Fisheries need clear policies
Oregon editors say
Outreach efforts by federal managers are fine, but not enough
The Daily Astorian
Can't we all just get along? was the basic message brought to the Lower Columbia earlier this month by chief federal fisheries official Bill Hogarth.
NOAA Fisheries, the agency charged with ensuring there are enough fish to go around now and into the indefinite future, has embarked on a commendable outreach program. The agency head has made a series of personal visits to places like this with large fishing fleets and economic stakes in federal fisheries management.
The relationship between NOAA Fisheries, formerly the National Marine Fisheries Service, and local fishermen has been rather testy. Some of this is only to be expected in interactions between a regulatory agency and an industry having an increasingly difficult time making money.

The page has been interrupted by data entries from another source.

PR #439, opened 2026-08-31
[chore] Base ruff on python 3.9

lucas-diedrich:
Python 3.9 breaks ruff linting. Explicitly set ruff linting to python version 3.9


mschwoer:
supersede by #442

PR #440, opened 2026-08-31
[chore] Ruff checks

lucas-diedrich:
Fix unsafe changes


alphabase/smiles/peptide.py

Actions like restrictions on groundfish harvests in the traditional fishing ground have ramped up local animosity. There is widespread belief among fishermen, a belief we share, that poorly written rules and an inadequately funded monitoring program account for much wasted fish and effort. The shortcomings long predate the current presidential administration.

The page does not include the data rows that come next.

PR #442, opened 2026-08-31
Abandon py 38

mschwoer:
Drop support for python 3.8, requires reformatting and relinting. Done in pair with @lucas-diedrich 

supersedes https://github.com/MannLabs/alphabase/pull/439 and https://github.com/MannLabs/alphabase/pull/431


lucas-diedrich (approved):
Checked all diffs manually.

— The Bush administration and Congress both focus largely on license buy-backs, a mechanism for decreasing the intensity of pressure on fish stocks, while compensating boat and license owners for investments partially based on federal decisions. This, too, has some merit.
But as we have noted in the past, buy-backs help the local community only to the extent that license holders choose to reinvest their money in other types of businesses. Buy-backs do nothing for crews thrown out of work, processors cut off from raw material, and the many nonrelated businesses that rely on fishing dollars being respent on other goods and services.
What is needed, both immediately and in the long run, are intelligent and well-supported federal policies that provide high-quality information on fish stocks. This knowledge must be used to rebuild genuinely depleted stocks and manage all fisheries so they are sustainable over the long-term.
Vital in this effort are laws and treaties that control large American and foreign corporations which plunder the oceans outside U.S. control. Our planet has one vast interconnected ocean, all pieces of which need to be looked after. The free-for-all must stop.
We can and must all get along. But this will take leadership that is willing to take bold and necessary steps, not just friendly public relations efforts.